Errors in HybridMambaAttentionDynamicCache
Hi, thanks for the great model!
I tried to use the cache in an iterative generation process but had errors.
The first error is:
File "modules/transformers_modules/nvidia/Nemotron-H-8B-Reasoning-128K/2dcbcfd95b103843b6ad8e79690f34480ce5a5ae/modeling_nemotron_h.py", line 460, in cuda_kernels_forward
(cache_params.conv_kernel_size - hidden_states_B_C_transposed.shape[-1], 0),
File "/usr/local/lib/python3.12/dist-packages/torch/nn/modules/module.py", line 1940, in __getattr__
raise AttributeError(
AttributeError: 'HybridMambaAttentionDynamicCache' object has no attribute 'conv_kernel_size'
The conv_kernel_size
is accessed here: https://huggingface.co/nvidia/Nemotron-H-8B-Reasoning-128K/blob/main/modeling_nemotron_h.py#L460
But it is not stored in the cache object: https://huggingface.co/nvidia/Nemotron-H-8B-Reasoning-128K/blob/main/modeling_nemotron_h.py#L176
The second error is:
self.conv_states[layer_idx] = new_conv_state.to(self.conv_states.device)

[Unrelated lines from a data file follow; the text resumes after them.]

PR #544, opened 2021-01-26
Adds basic shortcut handlers

alschmiedt:
Adds the navigation controller class. This is what the user will use to add the plugin: 

```
const navigationController = new NavigationController();
navigationController.init();
navigationController.addWorkspace(workspace)
```

The init method will also add all necessary shortcuts, however that will be added in a later PR. This PR is just focused on the methods that add shortcut handlers.

### DIFF
--- a/plugins/keyboard-navigation/src/navigation_controller.js
+++ b/plugins/keyboard-navigation/src/navigation_controller.js
@@ -1,6 +1,6 @@
 /**
  * @license
- * Copyright 2020 Google LLC
+ * Copyright 2021 Google LLC
  * SPDX-License-Identifier: Apache-2.0
  */
 
@@ -10,7 +10,7 @@
  * @author aschmiedt@google.com (Abby Schmiedt)
  */
 
-import '../src/gesture_monkey_patch';
+import './gesture_monkey_patch';
 
 import * as Blockly from 'blockly/core';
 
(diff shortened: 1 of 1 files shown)


plugins/keyboard-navigation/src/navigation_controller.js
```diff
@@ -0,0 +1,208 @@
+/**
+ * @license
+ * Copyright 2020 Google LLC
```
rachel-fenichel: 2021 :)

plugins/keyboard-navigation/src/navigation_controller.js
```diff
@@ -0,0 +1,208 @@
...
+ * SPDX-License-Identifier: Apache-2.0
+ */
+
+/**
+ * @fileoverview Registers all of the keyboard shortcuts that are necessary for
+ * navigating blockly using the keyboard.
+ * @author aschmiedt@google.com (Abby Schmiedt)
+ */
+
+import '../src/gesture_monkey_patch';
```
rachel-fenichel: Why not just `./gesture_monkey_patch`?

plugins/keyboard-navigation/src/navigation_controller.js
```diff
@@ -0,0 +1,208 @@
...
+  disable(workspace) {
+    this.navigation.disableKeyboardAccessibility(workspace);
+  }
+
+
+  /**
+   * Removes all the keyboard navigation shortcuts.
+   * @public
+   */
+  dispose() {
```
rachel-fenichel, line 220: This removes the shortcuts but leaves the handlers in place, right?

rachel-fenichel (approved):

plugins/keyboard-navigation/src/navigation_controller.js
alschmiedt: Yup, good point. Added a `removeShortcutHanlders` method.

plugins/keyboard-navigation/src/navigation_controller.js
alschmiedt: Fixed.

plugins/keyboard-navigation/src/navigation_controller.js
alschmiedt: fixed.

PR #546, opened 2021-01-28
Add basic navigation

alschmiedt:
These are the methods needed to set up navigation on a workspace and on a flyout. Most of these methods are new since in core, I would directly add them where they needed to be called, instead of listening for events.

### DIFF
--- a/plugins/keyboard-navigation/src/navigation.js
+++ b/plugins/keyboard-navigation/src/navigation.js
@@ -1,0 +1,377 @@
+/**
+ * @license
+ * Copyright 2021 Google LLC
+ * SPDX-License-Identifier: Apache-2.0
+ */
+
+/**
+ * @fileoverview Holds all methods necessary to use Blockly through the
+ * keyboard.
+ * @author aschmiedt@google.com (Abby Schmiedt)
+ */
+
+import * as Blockly from 'blockly/core';
+import * as Constants from './constants';
+import {
+  registrationName as cursorRegistrationName,
+  registrationType as cursorRegistrationType} from './flyout_cursor';
+
+/**
+ * Class that holds all methods necessary for keyboard navigation to work.
+ */
+export class Navigation {
+  /**
+   * Constructor for keyboard navigation.
+   */
+  constructor() {
+    /**
+     * Object holding the location of the cursor for each workspace.
+     * Possible locations of the cursor are: workspace, flyout or toolbox.
+     * @type {Object<string,Constants.STATE>}
+     * @protected
+     */
+    this.workspaceStates = {};
+
+    /**
+     * An optional method that allows a developer to customize how to handle
+     * logs, warnings, and errors. The first argument is one of 'log', 'warn',
+     * or 'error'. The second argument is the message.
+     * @type {?function(string, string)}
+     * @public
+     */
+    this.loggingCallback = null;
+
+    /**
+     * The distance to move the cursor when the cursor is on the workspace.
+     * @type {number}
+     * @public
+     */
+    this.WS_MOVE_DISTANCE = 40;
+
+    /**
+     * The name of the marker to use for keyboard navigation.
+     * @type {string}
+     * @public
+     */
+    this.MARKER_NAME = 'local_marker_1';
+
+    /**
+     * The default coordinate to use when focusing on the workspace and no
+     * blocks are present.
+     * @type {!Blockly.utils.Coordinate}
+     * @public
+     */
+    this.DEFAULT_WS_COORDINATE = new Blockly.utils.Coordinate(100, 100);
+
+    /**
+     * The default coordinate to use when moving the cursor to the workspace
+     * after a block has been deleted.
+     * @type {!Blockly.utils.Coordinate}
+     * @public
+     */
+    this.WS_COORDINATE_ON_DELETE = new Blockly.utils.Coordinate(100, 100);
+
+    /**
+     * Wrapper for method that deals with workspace changes.
+     * Used for removing change listener.
+     * @type {Function}
+     * @protected
+     */
+    this.wsChangeWrapper = this.workspaceChangeListener.bind(this);
+
+    /**
+     * Wrapper for method that deals with flyout changes.
+     * Used for removing change listener.
+     * @type {Function}
+     * @protected
+     */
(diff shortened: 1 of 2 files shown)


plugins/keyboard-navigation/src/navigation.js
```diff
@@ -0,0 +1,377 @@
...
+     * Object holding the location of the cursor for each workspace.
+     * Possible locations of the cursor are: workspace, flyout or toolbox.
+     * @type {Object<string,Constants.STATE>}
+     * @protected
+     */
+    this.workspaceStates = {};
+
+    /**
+     * An optional method that allows a developer to customize how to handle
+     * logs, warnings, and errors. The first argument is one of 'log', 'warn',
```
maribethb, line 37: This could possibly be an enum?

plugins/keyboard-navigation/src/navigation.js
```diff
@@ -0,0 +1,377 @@
...
+     * or 'error'. The second argument is the message.
+     * @type {?function(string, string)}
+     * @public
+     */
+    this.loggingCallback = null;
+
+    /**
+     * The distance to move the cursor when the cursor is on the workspace.
```
maribethb, line 45: The units for this would be helpful here since we're all thinking about metrics right now.

plugins/keyboard-navigation/src/navigation.js
```diff
@@ -0,0 +1,377 @@
...
+     * Used for removing change listener.
+     * @type {Function}
+     * @protected
+     */
+    this.flyoutChangeWrapper = this.flyoutChangeListener.bind(this);
+
+    /**
+     * The list of registered workspaces.
+     * Used when removing change listeners in dispose.
+     * @protected
```
maribethb, line 96: `@type {!Array<!Blockly.WorkspaceSvg>}`

plugins/keyboard-navigation/src/navigation.js
```diff
@@ -0,0 +1,377 @@
...
+   * @protected
+   */
+  setState(workspace, state) {
+    this.workspaceStates[workspace.id] = state;
+  }
+
+  /**
+   * Gets the navigation state of the current workspace.
+   * @param {!Blockly.WorkspaceSvg} workspace The workspace to get the state of.
+   * @return {Constants.STATE} The sate of the given workspace.
```
maribethb: typo: state

plugins/keyboard-navigation/src/navigation.js
```diff
@@ -0,0 +1,377 @@
...
+
+    if (flyout) {
+      this.removeFlyout(flyout);
+    }
+  }
+
+  /**
+   * Sets the state for the given workspace.
+   * @param {!Blockly.WorkspaceSvg} workspace The workspace to set the state on.
+   * @param {Constants.STATE} state The navigation state.
```
maribethb: Here and elsewhere, you should use ? if you're not using ! to explicitly acknowledge it can be nullable

plugins/keyboard-navigation/src/navigation.js
```diff
@@ -0,0 +1,377 @@
...
+   * @param {!Blockly.Events.Abstract} e The Blockly event to process.
+   * @protected
+   */
+  flyoutChangeListener(e) {
+    const flyoutWorkspace = Blockly.Workspace.getById(e.workspaceId);
+    const mainWorkspace = flyoutWorkspace.targetWorkspace;
+    const flyout = mainWorkspace.getFlyout();
+
+    if (mainWorkspace && mainWorkspace.keyboardAccessibilityMode &&
+        !flyout.autoClose) {
```
maribethb, line 255: This somewhat confuses me. do we not need to do anything if the flyout autocloses? or on the other hand, it looks like this only works on "simple" flyouts which i didn't think could close. So either way I'm a bit confused on this condition (no change needed, just asking for my own understanding)

plugins/keyboard-navigation/src/navigation.js
```diff
@@ -0,0 +1,377 @@
...
+        this.handleBlockClickInFlyout(mainWorkspace, block);
+      }
+    }
+  }
+
+  /**
+   * Moves the cursor to the workspace if a block has been dragged from a simple
+   * toolbox. For a category toolbox this is handled in
+   * handleToolboxCategoryClick_.
+   * @param {Blockly.WorkspaceSvg} workspace The workspace the cursor belongs
```
maribethb: Should be ! I think (and below)

maribethb (approved):
mostly type nits :)

plugins/keyboard-navigation/src/navigation.js
alschmiedt: done

plugins/keyboard-navigation/src/navigation.js
alschmiedt: done

plugins/keyboard-navigation/src/navigation.js
alschmiedt: done

plugins/keyboard-navigation/src/navigation.js
alschmiedt: done

plugins/keyboard-navigation/src/navigation.js
alschmiedt: So I think this is for the case when the toolbox has a flyout and autoclose = false. `workspace.getFlyout()` returns either the flyout on the toolbox, or the simple flyout on the workspace.

I'll try to add a comment to help explain.

plugins/keyboard-navigation/src/navigation.js
alschmiedt: done

plugins/keyboard-navigation/src/navigation.js
alschmiedt: Ok, I added. It is a bit weird since they should be in workspace coordinates I think since we are positioning something that is on the workspace and not above it. However, we don't know the workspace  scale here so they have to be converted to workspace coordinates when they are used.

plugins/keyboard-navigation/src/navigation.js
alschmiedt: Ok, added a comment. Lmk if that helps!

AttributeError: 'list' object has no attribute 'device'
self.conv_states
is initialized as a list: https://huggingface.co/nvidia/Nemotron-H-8B-Reasoning-128K/blob/main/modeling_nemotron_h.py#L177
But it is later used to obtain the device
: https://huggingface.co/nvidia/Nemotron-H-8B-Reasoning-128K/blob/main/modeling_nemotron_h.py#L248self.ssm_states
has similar issue: https://huggingface.co/nvidia/Nemotron-H-8B-Reasoning-128K/blob/main/modeling_nemotron_h.py#L255
I guess this HybridMambaAttentionDynamicCache
class is assembled from different models, so there may be some inconsistencies.
Could you confirm the above issues and share if iterative generation with cache works or not? Thanks.